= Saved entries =
++++++++
PR #1563, opened 2022-04-11
CASSANDRA-17493 the second take

smiklosovic:


test/unit/org/apache/cassandra/service/StorageServiceTest.java
```diff
@@ -156,4 +169,30 @@ public void testGetChangedReplicasForLeaving() throws Exception
...
+        // we would see 4th counter run which would fail the test
+        Thread.sleep(20_000);
+
+        assertEquals(3, numberOfRuns.get().intValue());
+
+        assertTrue(ScheduledExecutors.scheduledTasks.isTerminated());
+        assertTrue(ScheduledExecutors.nonPeriodicTasks.isTerminated());
+        assertTrue(ScheduledExecutors.scheduledFastTasks.isTerminated());
+        assertTrue(ScheduledExecutors.optionalTasks.isTerminated());
+    }
```
jonmeredith:
```suggestion
    @Test
    public void testScheduledExecutorsShutdownOnDrain() throws Throwable
    {
        final AtomicInteger numberOfRuns = new AtomicInteger(0);

        ScheduledFuture<?> f = ScheduledExecutors.scheduledTasks.scheduleAtFixedRate(() -> numberOfRuns.incrementAndGet(),
                                                                                 0, 1, MILLISECONDS);

        // Prove the task was scheduled more than once before checking cancelled.
        Awaitility.await("first run").atMost(1, TimeUnit.MINUTES).until(() -> numberOfRuns.get() > 1);

        assertFalse(f.isCancelled());
        StorageService.instance.drain();
        assertTrue(f.isCancelled());

        assertTrue(ScheduledExecutors.scheduledTasks.isTerminated());
        assertTrue(ScheduledExecutors.nonPeriodicTasks.isTerminated());
        assertTrue(ScheduledExecutors.scheduledFastTasks.isTerminated());
        assertTrue(ScheduledExecutors.optionalTasks.isTerminated());
    }
```

jonmeredith: I think this would be a more sympathetic test for CI - rather than taking 65second.

src/java/org/apache/cassandra/service/StorageService.java
```diff
@@ -5287,12 +5287,16 @@ protected synchronized void drain(boolean isFinalShutdown) throws IOException, I
             CommitLog.instance.shutdownBlocking();
 
             // wait for miscellaneous tasks like sstable and commitlog segment deletion
-            ScheduledExecutors.nonPeriodicTasks.shutdown();
-            if (!ScheduledExecutors.nonPeriodicTasks.awaitTermination(1, MINUTES))
-                logger.warn("Unable to terminate non-periodic tasks within 1 minute.");
```
jonmeredith, line 5292: So this log message would now appear as a TimeoutException in the main catch block on L5301?

src/java/org/apache/cassandra/service/StorageService.java
```diff
@@ -5287,12 +5287,16 @@ protected synchronized void drain(boolean isFinalShutdown) throws IOException, I
...
-
             ColumnFamilyStore.shutdownPostFlushExecutor();
-            setMode(Mode.DRAINED, !isFinalShutdown);
+
+            try
+            {
+                ScheduledExecutors.shutdownNowAndWait(1, MINUTES);
```
jonmeredith: Did you think through the consequences of also shutting down `scheduledFastTasks` here too? `approxTime()` will stop updating and tests like `isAfter()` will get stuck returning `false` even as real time passes.

As `drain()` can be called by `nodetool` independently of the shutdown hook, is there any functionality that will be impacted by `approxTime` sticking until the node is finally shutdown?

src/java/org/apache/cassandra/service/StorageService.java
```diff
@@ -5287,12 +5287,16 @@ protected synchronized void drain(boolean isFinalShutdown) throws IOException, I
             CommitLog.instance.shutdownBlocking();
 
             // wait for miscellaneous tasks like sstable and commitlog segment deletion
-            ScheduledExecutors.nonPeriodicTasks.shutdown();
-            if (!ScheduledExecutors.nonPeriodicTasks.awaitTermination(1, MINUTES))
-                logger.warn("Unable to terminate non-periodic tasks within 1 minute.");
-
             ColumnFamilyStore.shutdownPostFlushExecutor();
```
jonmeredith, line 5301: Why did you move the shutdownPostFlushExecutor ahead of the refactored non-periodic executor termination?

I couldn't find any tasks that obviously scheduled on the post flush executor that should still be running - it looks mostly related to the commit log and column family truncation which should not be possible on the node at this point in the drain.

So I think this is safe, but was wondering if there was a reason for it or it was an incidental change.

src/java/org/apache/cassandra/service/StorageService.java
```diff
@@ -5287,12 +5287,16 @@ protected synchronized void drain(boolean isFinalShutdown) throws IOException, I
...
-            setMode(Mode.DRAINED, !isFinalShutdown);
+
+            try
+            {
+                ScheduledExecutors.shutdownNowAndWait(1, MINUTES);
+            }
+            finally
+            {
+                setMode(Mode.DRAINED, !isFinalShutdown);
```
jonmeredith, line 5314: Interesting when a node should decide it is `DRAINED` if there's an exception. You can't attempt draining again if an exception is thrown after the collection of mutation stages. I'm guessing you structured it like this so you would retain behavior on timeout from the scheduled executor shutdown as before.

jonmeredith (commented):
I've left some comments on the PR.  To summarize my comments/concerns
1) The unit test takes a long time in current form - I've proposed a change below
2) approxTime() will stop updating once the scheduled executors shutdown on a `nodetool drain`, is that safe?
3) Is it safe to reorder the post flush executor shutdown before the scheduled executors.

test/unit/org/apache/cassandra/service/StorageServiceTest.java
smiklosovic: ah yes this is better way how to look at it, I couldnt remember that AtomicInteger as I was in the rush :D No problem with Awaitility either.

src/java/org/apache/cassandra/service/StorageService.java
smiklosovic: Yes. With one caveat and that is that instead of waiting 1 minute _for each executor_ (here we had just one), we are waiting 1 minute _for all of them_ to be shutdown / terminated. I consider this to be the flaw of the previous solution. They were not covering all other executors and I think that if whoever did that was taking other executors into account, he would end up with same solution.

src/java/org/apache/cassandra/service/StorageService.java
smiklosovic: I am sorry I am not getting your first paragraph at all. What approxTime? The second paragraph builds on top of me not understanding the first.

src/java/org/apache/cassandra/service/StorageService.java
smiklosovic: Well, the movement was done purely by looking at it - I similarly think nothing is scheduling on that executor. There is stuff related to flushing commit logs etc. There seems to be nothing which would schedule stuff for ColumnFamilyStore to these executors.

This is again something I consider to be the flaw of the previous solution. I think that all logic should be "stopped" first before shutting down all executors. I would say that the subsystem should clean up after itself first and then we are safer to shut down everything else (even a task that subsystem forgot to shut down itself) rather than thinking that we submitted a task to these executors on which ColumnFamilyStore depends. Also, if we shut down executors first and then we shut down a subsystem, is not it the case that we might shut down something prematurely?

Any subsystem should keed track of own tasks it submitted into these executors and they should be stopped internally first. By this solution, we are making it better to shut it all down. It may happen that if the subsystem is not shutting its own tasks down on drain that subsystem would "leak" unstopped tasks.

The tests / pipeline proves me right that, I do not see any regression.

src/java/org/apache/cassandra/service/StorageService.java
smiklosovic: Exactly my reasoning behind that. We do not have idempotent drain right now. This is quite sad to be honest. We can not "re-drain". So this is our only chance to be drained even it throws.

src/java/org/apache/cassandra/service/StorageService.java
smiklosovic: @jonmeredith  I think I got it, I rewrote it a little bit. You will see it in the next commit. I think, to be super safe, it is better if we move the shutdown of that very specific fast tasks executor to Runtime's shutdown hooks so we shut down as the very last thing so we still progress time at least while c* is between drain and the actual shut down area.

jonmeredith (approved):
++++++++
A verbatim reproduction of all the records above is the expected answer.

PR #1563, opened 2022-04-11
CASSANDRA-17493 the second take

smiklosovic:


test/unit/org/apache/cassandra/service/StorageServiceTest.java
```diff
@@ -156,4 +169,30 @@ public void testGetChangedReplicasForLeaving() throws Exception
...
+        // we would see 4th counter run which would fail the test
+        Thread.sleep(20_000);
+
+        assertEquals(3, numberOfRuns.get().intValue());
+
+        assertTrue(ScheduledExecutors.scheduledTasks.isTerminated());
+        assertTrue(ScheduledExecutors.nonPeriodicTasks.isTerminated());
+        assertTrue(ScheduledExecutors.scheduledFastTasks.isTerminated());
+        assertTrue(ScheduledExecutors.optionalTasks.isTerminated());
+    }
```
jonmeredith:
```suggestion
    @Test
    public void testScheduledExecutorsShutdownOnDrain() throws Throwable
    {
        final AtomicInteger numberOfRuns = new AtomicInteger(0);

        ScheduledFuture<?> f = ScheduledExecutors.scheduledTasks.scheduleAtFixedRate(() -> numberOfRuns.incrementAndGet(),
                                                                                 0, 1, MILLISECONDS);

        // Prove the task was scheduled more than once before checking cancelled.
        Awaitility.await("first run").atMost(1, TimeUnit.MINUTES).until(() -> numberOfRuns.get() > 1);

        assertFalse(f.isCancelled());
        StorageService.instance.drain();
        assertTrue(f.isCancelled());

        assertTrue(ScheduledExecutors.scheduledTasks.isTerminated());
        assertTrue(ScheduledExecutors.nonPeriodicTasks.isTerminated());
        assertTrue(ScheduledExecutors.scheduledFastTasks.isTerminated());
        assertTrue(ScheduledExecutors.optionalTasks.isTerminated());
    }
```

jonmeredith: I think this would be a more sympathetic test for CI - rather than taking 65second.

src/java/org/apache/cassandra/service/StorageService.java
```diff
@@ -5287,12 +5287,16 @@ protected synchronized void drain(boolean isFinalShutdown) throws IOException, I
             CommitLog.instance.shutdownBlocking();
 
             // wait for miscellaneous tasks like sstable and commitlog segment deletion
-            ScheduledExecutors.nonPeriodicTasks.shutdown();
-            if (!ScheduledExecutors.nonPeriodicTasks.awaitTermination(1, MINUTES))
-                logger.warn("Unable to terminate non-periodic tasks within 1 minute.");
```
jonmeredith, line 5292: So this log message would now appear as a TimeoutException in the main catch block on L5301?

src/java/org/apache/cassandra/service/StorageService.java
```diff
@@ -5287,12 +5287,16 @@ protected synchronized void drain(boolean isFinalShutdown) throws IOException, I
...
-
             ColumnFamilyStore.shutdownPostFlushExecutor();
-            setMode(Mode.DRAINED, !isFinalShutdown);
+
+            try
+            {
+                ScheduledExecutors.shutdownNowAndWait(1, MINUTES);
```
jonmeredith: Did you think through the consequences of also shutting down `scheduledFastTasks` here too? `approxTime()` will stop updating and tests like `isAfter()` will get stuck returning `false` even as real time passes.

As `drain()` can be called by `nodetool` independently of the shutdown hook, is there any functionality that will be impacted by `approxTime` sticking until the node is finally shutdown?

src/java/org/apache/cassandra/service/StorageService.java
```diff
@@ -5287,12 +5287,16 @@ protected synchronized void drain(boolean isFinalShutdown) throws IOException, I
             CommitLog.instance.shutdownBlocking();
 
             // wait for miscellaneous tasks like sstable and commitlog segment deletion
-            ScheduledExecutors.nonPeriodicTasks.shutdown();
-            if (!ScheduledExecutors.nonPeriodicTasks.awaitTermination(1, MINUTES))
-                logger.warn("Unable to terminate non-periodic tasks within 1 minute.");
-
             ColumnFamilyStore.shutdownPostFlushExecutor();
```
jonmeredith, line 5301: Why did you move the shutdownPostFlushExecutor ahead of the refactored non-periodic executor termination?

I couldn't find any tasks that obviously scheduled on the post flush executor that should still be running - it looks mostly related to the commit log and column family truncation which should not be possible on the node at this point in the drain.

So I think this is safe, but was wondering if there was a reason for it or it was an incidental change.

src/java/org/apache/cassandra/service/StorageService.java
```diff
@@ -5287,12 +5287,16 @@ protected synchronized void drain(boolean isFinalShutdown) throws IOException, I
...
-            setMode(Mode.DRAINED, !isFinalShutdown);
+
+            try
+            {
+                ScheduledExecutors.shutdownNowAndWait(1, MINUTES);
+            }
+            finally
+            {
+                setMode(Mode.DRAINED, !isFinalShutdown);
```
jonmeredith, line 5314: Interesting when a node should decide it is `DRAINED` if there's an exception. You can't attempt draining again if an exception is thrown after the collection of mutation stages. I'm guessing you structured it like this so you would retain behavior on timeout from the scheduled executor shutdown as before.

jonmeredith (commented):
I've left some comments on the PR.  To summarize my comments/concerns
1) The unit test takes a long time in current form - I've proposed a change below
2) approxTime() will stop updating once the scheduled executors shutdown on a `nodetool drain`, is that safe?
3) Is it safe to reorder the post flush executor shutdown before the scheduled executors.

test/unit/org/apache/cassandra/service/StorageServiceTest.java
smiklosovic: ah yes this is better way how to look at it, I couldnt remember that AtomicInteger as I was in the rush :D No problem with Awaitility either.

src/java/org/apache/cassandra/service/StorageService.java
smiklosovic: Yes. With one caveat and that is that instead of waiting 1 minute _for each executor_ (here we had just one), we are waiting 1 minute _for all of them_ to be shutdown / terminated. I consider this to be the flaw of the previous solution. They were not covering all other executors and I think that if whoever did that was taking other executors into account, he would end up with same solution.

src/java/org/apache/cassandra/service/StorageService.java
smiklosovic: I am sorry I am not getting your first paragraph at all. What approxTime? The second paragraph builds on top of me not understanding the first.

src/java/org/apache/cassandra/service/StorageService.java
smiklosovic: Well, the movement was done purely by looking at it - I similarly think nothing is scheduling on that executor. There is stuff related to flushing commit logs etc. There seems to be nothing which would schedule stuff for ColumnFamilyStore to these executors.

This is again something I consider to be the flaw of the previous solution. I think that all logic should be "stopped" first before shutting down all executors. I would say that the subsystem should clean up after itself first and then we are safer to shut down everything else (even a task that subsystem forgot to shut down itself) rather than thinking that we submitted a task to these executors on which ColumnFamilyStore depends. Also, if we shut down executors first and then we shut down a subsystem, is not it the case that we might shut down something prematurely?

Any subsystem should keed track of own tasks it submitted into these executors and they should be stopped internally first. By this solution, we are making it better to shut it all down. It may happen that if the subsystem is not shutting its own tasks down on drain that subsystem would "leak" unstopped tasks.

The tests / pipeline proves me right that, I do not see any regression.

src/java/org/apache/cassandra/service/StorageService.java
smiklosovic: Exactly my reasoning behind that. We do not have idempotent drain right now. This is quite sad to be honest. We can not "re-drain". So this is our only chance to be drained even it throws.

src/java/org/apache/cassandra/service/StorageService.java
smiklosovic: @jonmeredith  I think I got it, I rewrote it a little bit. You will see it in the next commit. I think, to be super safe, it is better if we move the shutdown of that very specific fast tasks executor to Runtime's shutdown hooks so we shut down as the very last thing so we still progress time at least while c* is between drain and the actual shut down area.

jonmeredith (approved):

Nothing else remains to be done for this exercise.